Trains a 1D CNN classifier on the split data and evaluates it on the test set:
python cnn_1d_train.pyThe script will automatically use CUDA, Apple MPS, or CPU depending on what is available. Outputs are saved to build/cnn_1d/:
| File | Description |
|---|---|
model.pt |
Best model weights (saved at lowest validation loss) |
metrics.json |
Classification report, hyperparameters, and training summary |
training_curves.png |
Loss and accuracy per epoch for train and validation |
confusion_matrix.png |
Normalised confusion matrix on the test set |
roc_curves.png |
One-vs-rest ROC curves with AUC per class |
Training uses class-weighted cross-entropy loss to account for the class imbalance, and stops early if validation loss does not improve for 10 consecutive epochs.
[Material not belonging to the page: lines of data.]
PR #4785, opened 2024-04-25
fix(headless-client): clean up and exit gracefully when `on_disconnect` called

### LINKED ISSUE #4784: bug(headless-client): Headless Client won't revert `/etc/resolv.conf` when `on_disconnect` is called
Exiting the process considered harmful: https://github.com/firezone/firezone/blob/4471a42762c1d556d7aa2ad9ba6a628671899994/rust/headless-client/src/imp_linux.rs#L240

ReactorScram:
Calling `std::process::exit` won't let the DNS deactivation code runs. For some control methods (systemd-resolved) this doesn't matter. For etc-resolvconf and Windows, we are responsible for cleaning up DNS.

```[tasklist]
- [x] Replicate the issue
- [x] Fix it
- [x] Remove the fault injection code
```

Closes #4784

### DIFF
--- a/rust/headless-client/src/imp_linux.rs
+++ b/rust/headless-client/src/imp_linux.rs
@@ -200,11 +200,6 @@ fn run_standalone(cli: Cli, token: &SecretString) -> Result<()> {
     let mut sigint = tokio::signal::unix::signal(SignalKind::interrupt())?;
     let mut sighup = tokio::signal::unix::signal(SignalKind::hangup())?;
 
-    rt.spawn(async move {
-        tokio::time::sleep(std::time::Duration::from_secs(2)).await;
-        callback_handler.on_disconnect(&connlib_client_shared::Error::Other("fault injection"));
-    });
-
     let result = rt.block_on(async {
         future::poll_fn(|cx| loop {
             match on_disconnect_rx.poll_recv(cx) {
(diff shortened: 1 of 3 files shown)


rust/headless-client/src/imp_linux.rs
```diff
@@ -231,13 +240,16 @@ fn system_resolvers(dns_control_method: Option<DnsControlMethod>) -> Result<Vec<
...
+    on_disconnect_tx: mpsc::Sender<()>,
+}
 
 impl Callbacks for CallbackHandler {
     fn on_disconnect(&self, error: &connlib_client_shared::Error) {
         tracing::error!("Disconnected: {error}");
-
-        std::process::exit(1);
+        self.on_disconnect_tx
+            .try_send(())
```
thomaseizinger: Disconnecting via the callback is always an error. I'd say instead of logging the error above, send it through the channel and return it as an error from main to reflect in the exit code that we failed.

thomaseizinger (changes requested):

thomaseizinger:
Whilst this may fix the DNS control thing, I think the PR title + description (which will be the commit message when merged) should talk about graceful clean-up or something similar.

Why this fixes DNS control settings is actually pretty incidential due to the way how we do this at the moment (on drop) which IMO is worth calling out.

rust/headless-client/src/imp_linux.rs
ReactorScram: Yeah that looks better with the exit code and everything. I made it into a String, some of the Error variants are not cloneable I think.

thomaseizinger (approved):
Thanks!

I think we may also be able to get rid of the reference to the error? That API is very old and I think we now always have ownership over the error that we pass here.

Trains a 1D ResNet classifier on the split data and evaluates it on the test set:
python resnet_1d_train.pyThe ResNet uses residual skip connections across 4 layers (64 → 128 → 256 → 512 channels), making it deeper and more expressive than the 1D CNN. Outputs are saved to build/resnet_1d/:
| File | Description |
|---|---|
model.pt |
Best model weights (saved at lowest validation loss) |
metrics.json |
Classification report, hyperparameters, and training summary |
training_curves.png |
Loss and accuracy per epoch for train and validation |
confusion_matrix.png |
Normalised confusion matrix on the test set |
roc_curves.png |
One-vs-rest ROC curves with AUC per class |
Training uses class-weighted cross-entropy loss to account for the class imbalance, and stops early if validation loss does not improve for 10 consecutive epochs.
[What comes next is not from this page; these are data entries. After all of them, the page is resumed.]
PR #4788, opened 2024-04-25
chore(gui-client): proof of concept for process splitting

### LINKED ISSUE #4270: chore(gui-client): prototype process splitting for Linux GUI
I may not get to this today so I'm just going to make it an official ticket to keep it off my Slack todo list

- Unix domain sockets
- Server must check UID+GID of client
- Use whatever existing serialization we have in Cargo.lock - bincode, msgpack, JSON, whatever

I can reuse some of the design from subzone but since the FFI changed and this isn't the same model as subzone (the privileged process is not a child of the GUI process this time) it's probably not worth digging it up.

ReactorScram:
Closes #4270

Refs #3713 
Refs #3782 

It sort-of works, but many features are missing and it needs a refactor.

```[tasklist]
- [ ] Break `imp_linux.rs` into modules
- [ ] Get rid of `try_send` and panics where possible
```


rust/connlib/tunnel/src/device_channel.rs
```diff
@@ -71,7 +71,9 @@ impl Device {
         dns_config: Vec<IpAddr>,
         callbacks: &impl Callbacks,
     ) -> Result<(), ConnlibError> {
-        self.tun = Some(Tun::new(config, dns_config, callbacks)?);
+        self.tun = Some(Tun::new(config, dns_config.clone(), callbacks)?);
+
+        callbacks.on_set_interface_config(config.ipv4, config.ipv6, dns_config);
```
ReactorScram, line 76: This appeared to be missing from the Linux impl, I need it to act as `on_tunnel_ready`

rust/headless-client/src/lib.rs
```diff
@@ -124,7 +116,217 @@ enum Cmd {
...
+}
+
+fn run_standalone(cli: Cli, token: &SecretString) -> Result<()> {
+    tracing::info!("Running in standalone mode");
+    let rt = tokio::runtime::Builder::new_current_thread()
+        .enable_all()
+        .build()?;
+    let _guard = rt.enter();
+    // TODO: Should this default to 30 days?
+    let max_partition_time = cli.max_partition_time.map(|d| d.into());
```
ReactorScram, line 198: What happens if I pass `None` for max partition time?

rust/gui-client/src-tauri/src/client/gui.rs
```diff
@@ -513,7 +521,7 @@ struct Session {
 impl Controller {
     // TODO: Figure out how re-starting sessions automatically will work
```
ReactorScram, line 522: The Clients don't need to automatically restart connlib sessions, do they? This comment might be out of date.

rust/gui-client/src-tauri/src/client/tunnel-wrapper/ipc.rs
```diff
@@ -0,0 +1,145 @@
...
+                IpcServerMsg::Ok => {}
+                IpcServerMsg::OnDisconnect => callback_handler.on_disconnect(
+                    &connlib_client_shared::Error::Other("errors can't be serialized"),
+                ),
+                IpcServerMsg::OnUpdateResources(v) => callback_handler.on_update_resources(v),
+                IpcServerMsg::TunnelReady => callback_handler.on_tunnel_ready(),
+            }
+        }
+        Ok(())
+    });
```
ReactorScram, line 103: The IPC itself could probably use improvement, maybe one of those poll functions like I use for signals and disconnect somewhere else in the PR.

This is working enough for a demo

rust/gui-client/src-tauri/src/client/tunnel-wrapper/ipc.rs
```diff
@@ -0,0 +1,145 @@
...
+            token,
+        })
+        .await
+        .context("Couldn't send Connect message")?;
+
+    Ok(client)
+}
+
+// Callbacks must all be non-blocking
+// TODO: DRY
```
ReactorScram, line 119: There are 4 of these `CallbackHandler` structs now, but they're all subtly different, so I didn't try to de-dupe them yet.

I considered trying to fit them all into a "wake-and-poll" pattern but this would probably make the code longer, not shorter, and it would make the IPC protocol a little more chatty. (e.g. instead of the service just sending new resources to the Client, it would send a wake, then the Client would make a request, then the service would respond. I think this is more robust if the system is CPU-starved but in practice it probably doesn't matter at all.)

jamilbk (approved):
This makes sense. Just verifying -- by merging this we aren't blocking any bugfix updates that the Windows client might need, correct?

ReactorScram:
Blocking as in, causing merge conflicts, or taking time away from them? I don't think there's anything important on Windows, there's a couple issues which are either not replicating or aren't critical https://github.com/firezone/firezone/issues?q=is%3Aopen+is%3Aissue+label%3Aarea%2Fwindows_client+

ReactorScram:
I smoke-tested the MSI built from bbba458 and it passed. Signs in, controls DNS, ifconfig.net goes through the tunnel

jamilbk:
SGTM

Trains an XGBoost gradient boosted tree classifier on the split data and evaluates it on the test set:
python xgboost_train.pyUnlike the deep learning models, XGBoost operates directly on the flat 187-sample feature vector with no GPU required. Outputs are saved to build/xgboost/:
| File | Description |
|---|---|
model.json |
Saved XGBoost model (native format) |
metrics.json |
Classification report, hyperparameters, and best boosting round |
training_curves.png |
Log-loss per boosting round for train and validation |
confusion_matrix.png |
Normalised confusion matrix on the test set |
roc_curves.png |
One-vs-rest ROC curves with AUC per class |
feature_importance.png |
Top-30 time-step positions by gain — shows which part of the ECG beat is most discriminative |
Training uses class-balanced sample weights to account for class imbalance, and stops early if validation log-loss does not improve for 20 consecutive boosting rounds.
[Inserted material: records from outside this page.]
PR #4794, opened 2024-04-26
chore(devops): Add client monitor VM

### LINKED ISSUE #4506: Deploy Linux client with monitoring VM in staging GCP
It would be helpful to know as soon as possible if we've deployed something that causes core client functionality to fail.

We could do this by deploying a Linux client in staging that performs some basic checks and writes errors to `STDERR` so they're picked up by GCP monitoring.

Basic checks could be:

- Ping an IP resource periodically
- Ping hosts within a CIDR resource periodically
- Ping DNS resource periodically
- `curl` or `scp` a non-trivial file periodically
- run an iperf3 periodically and report output

A good log level to start might be:

```
firezone_linux_client=trace,connlib_client_shared=trace,firezone_tunnel=trace,connlib_shared=trace,boringtun=debug,snownet=debug,str0m=debug,info
```

We could deploy two clients to start:

- One that can hole-punching connections (should happen automatically)
- One that's forced to use a Relay with iptables rules that block direct coms with the staging gateways.

bmanifold:
Why:

* The client-monitor VM can serve multiple purposes, but for now it will
      act as a soak test for the latest client to allow longer term testing
      of the client before pushing out a new release.
      
 Fixes #4506

### DIFF
--- a/terraform/environments/staging/portal.tf
+++ b/terraform/environments/staging/portal.tf
@@ -349,7 +349,7 @@ module "domain" {
   source     = "../../modules/google-cloud/apps/elixir"
   project_id = module.google-cloud-project.project.project_id
 
-  compute_instance_type               = "n1-standard-2"
+  compute_instance_type               = "n1-standard-1"
   compute_instance_region             = local.region
   compute_instance_availability_zones = ["${local.region}-d"]
 
--- a/terraform/modules/google-cloud/apps/client-monitor/main.tf
+++ b/terraform/modules/google-cloud/apps/client-monitor/main.tf
@@ -1,6 +1,6 @@
 locals {
-  application_name    = var.application_name != null ? var.application_name : var.image
-  application_version = var.application_version != null ? var.application_version : var.image_tag
+  application_name    = var.application_name
+  application_version = var.application_version
 
   application_labels = merge({
     managed_by  = "terraform"
@@ -22,24 +22,24 @@ locals {
   ], var.application_environment_variables)
 }
 
-# Fetch most recent COS image
-data "google_compute_image" "coreos" {
-  family  = "cos-109-lts"
-  project = "cos-cloud"
+# Find latest ubuntu 22.04 image
+data "google_compute_image" "ubuntu" {
+  family  = "ubuntu-2204-lts"
+  project = "ubuntu-os-cloud"
 }
 
 # Deploy app
-resource "google_compute_address" "metabase" {
+resource "google_compute_address" "client_monitor" {
   project = var.project_id
 
   region     = var.compute_region
-  name       = "metabase"
+  name       = "firezone-monitor"
   subnetwork = var.compute_subnetwork
 
   address_type = "INTERNAL"
 }
 
-resource "google_compute_instance" "metabase" {
+resource "google_compute_instance" "client_monitor" {
   project = var.project_id
 
   name        = local.application_name
@@ -54,21 +54,15 @@ resource "google_compute_instance" "metabase" {
   tags = local.application_tags
 
   labels = merge({
-    container-vm = data.google_compute_image.coreos.name
-    version      = local.application_version
+    ubuntu-vm = data.google_compute_image.ubuntu.name
+    version   = local.application_version
   }, local.application_labels)
-
-  scheduling {
-    automatic_restart   = true
-    on_host_maintenance = "MIGRATE"
-    provisioning_model  = "STANDARD"
-  }
 
   boot_disk {
     auto_delete = true
 
     initialize_params {
-      image = data.google_compute_image.coreos.self_link
+      image = data.google_compute_image.ubuntu.self_link
 
       labels = {
         managed_by = "terraform"
@@ -78,10 +72,8 @@ resource "google_compute_instance" "metabase" {
 
   network_interface {
     subnetwork = var.compute_subnetwork
-
     stack_type = "IPV4_ONLY"
-
-    network_ip = google_compute_address.metabase.address
+    network_ip = google_compute_address.client_monitor.address
 
     access_config {
       network_tier = "PREMIUM"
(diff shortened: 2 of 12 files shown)


terraform/modules/google-cloud/apps/client-monitor/templates/cloud-init.yaml
```diff
@@ -0,0 +1,208 @@
...
+          pipelines:
+            firezone_monitor_pipeline:
+              receivers: [firezone_monitor]
+
+  - path: /etc/cron.d/firezone_monitor
+    owner: root
+    content: |
+      * * * * * root /usr/local/bin/firezone-monitor/tunnel.sh 2>&1 >> /var/log/firezone_monitor/tunnel.log
+      */2 * * * * root /usr/local/bin/firezone-monitor/ping.sh 10.0.32.100 2>&1 >> /var/log/firezone_monitor/ping.log
+      */10 * * * * root /usr/local/bin/firezone-monitor/iperf.sh 10.0.32.101 2>&1 >> /var/log/firezone_monitor/iperf.log
```
bmanifold: Wasn't sure how often we wanted the tests to run, so just put something here for now.  The only one I think really needs to be thought about is the iperf test, only because of potential bandwidth costs.

terraform/environments/staging/portal.tf
```diff
@@ -349,7 +349,7 @@ module "domain" {
   source     = "../../modules/google-cloud/apps/elixir"
   project_id = module.google-cloud-project.project.project_id
 
-  compute_instance_type               = "n1-standard-2"
+  compute_instance_type               = "n1-standard-1"
```
jamilbk, line 352: Just curious if this change was intentional? No worries if so, just double-checking.

terraform/modules/google-cloud/apps/client-monitor/main.tf
```diff
@@ -0,0 +1,156 @@
...
+    ]
+  }
+
+  shielded_instance_config {
+    enable_integrity_monitoring = true
+    enable_secure_boot          = false
+    enable_vtpm                 = true
+  }
+
+  # us-east1-docker.pkg.dev/firezone-staging/firezone/client:1.0.0-3e457fbd3c9252ba4c5b7a7cc943bceae8c3c827
```
jamilbk: 👍

terraform/modules/google-cloud/apps/client-monitor/templates/cloud-init.yaml
jamilbk: Makes sense. Can easily adjust later I'm assuming

terraform/modules/google-cloud/apps/client-monitor/templates/cloud-init.yaml
```diff
@@ -0,0 +1,208 @@
...
+        service:
+          pipelines:
+            firezone_monitor_pipeline:
+              receivers: [firezone_monitor]
+
+  - path: /etc/cron.d/firezone_monitor
+    owner: root
+    content: |
+      * * * * * root /usr/local/bin/firezone-monitor/tunnel.sh 2>&1 >> /var/log/firezone_monitor/tunnel.log
+      */2 * * * * root /usr/local/bin/firezone-monitor/ping.sh 10.0.32.100 2>&1 >> /var/log/firezone_monitor/ping.log
```
jamilbk:
```suggestion
      */2 * * * * root /usr/local/bin/firezone-monitor/ping.sh 10.0.32.100 2>&1 >> /var/log/firezone_monitor/ping_internal.log
      */10 * * * * root /usr/local/bin/firezone-monitor/ping.sh 8.8.4.4 2>&1 >> /var/log/firezone_monitor/ping_google_dns_ipv4.log
      */10 * * * * root /usr/local/bin/firezone-monitor/ping.sh 2001:4860:4860::8844 2>&1 >> /var/log/firezone_monitor/ping_google_dns_ipv6.log   
```

I just added the Google DNS as resources for this client. Probably a good idea to test that pings work for external Resources and IPv6 Resources too.

Just curious -- did the client DNS flakiness end up preventing us from having a test for that too here?

jamilbk (approved):
LGTM, just some suggestions for more tests and a couple questions.

terraform/modules/google-cloud/apps/client-monitor/templates/cloud-init.yaml
jamilbk: Ah, but you may need a `ping6.sh` script for the IPv6 one.

terraform/environments/staging/portal.tf
bmanifold: No worries.  Yeah, this is something @AndrewDryga asked me to put in since I was making TF changes.

@AndrewDryga, this is what you wanted me to change correct?

terraform/modules/google-cloud/apps/client-monitor/main.tf
bmanifold: Whoops, I'm not sure why I put that comment there, but that should have been removed.

terraform/modules/google-cloud/apps/client-monitor/templates/cloud-init.yaml
bmanifold: > I just added the Google DNS as resources for this client. Probably a good idea to test that pings work for external Resources and IPv6 Resources too. Ah, but you may need a ping6.sh script for the IPv6 one.

Sounds good. I can add a ping6.sh no problem

> Just curious -- did the client DNS flakiness end up preventing us from having a test for that too here?

Yeah, I was never able to reliably get DNS to work when bringing things up from scratch.  Some times the DNS would be set properly and other times it wouldn't, so I'm guessing it's some race condition with another service running on the box, but not exactly sure.

terraform/modules/google-cloud/apps/client-monitor/templates/cloud-init.yaml
bmanifold: Yeah, we can adjust to whatever we want pretty easily.  Was just wondering if anyone had any thoughts out of the gate.

terraform/modules/google-cloud/apps/client-monitor/templates/cloud-init.yaml
bmanifold: I just realized something about the external tests you added...we have no way to verify that the ping is going through the firezone tunnel, since these are public addresses.  If the tunnel is down all together the test will fail, because I've got a `tunnel_check` function that runs before all the tests, but if the tunnel is up, there's no way for us to tell if the packets are actually going through the tunnel right?

terraform/environments/staging/portal.tf
AndrewDryga: Yeah, thank you. This is just to save money on staging.

AndrewDryga (approved):

terraform/modules/google-cloud/apps/client-monitor/templates/cloud-init.yaml
bmanifold: Ok, updated the tests to use the `-I` flag as we discussed in standup.  I've also added the IPv6 ping test.

terraform/modules/google-cloud/apps/client-monitor/templates/cloud-init.yaml
bmanifold: Will leave this as is for now.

Prints a side-by-side comparison of all trained models to the console:
python summary.pyDisplays the following metrics for each model, with the best value highlighted green and worst red per row:
| Metric | Description |
|---|---|
| Accuracy | Overall fraction of correct predictions on the test set |
| Macro F1 | Unweighted mean F1 across all three classes |
| Macro Precision | Unweighted mean precision across all three classes |
| Macro Recall | Unweighted mean recall across all three classes |
| Weighted F1 | F1 weighted by class support |
| Training Time | Wall-clock time for the training loop |
| Epochs / Rounds | Epochs trained (CNN, ResNet) or boosting rounds (XGBoost) |
Per-class precision, recall, F1, and support are also shown for Normal, Abnormal, and Noisy/Unknown.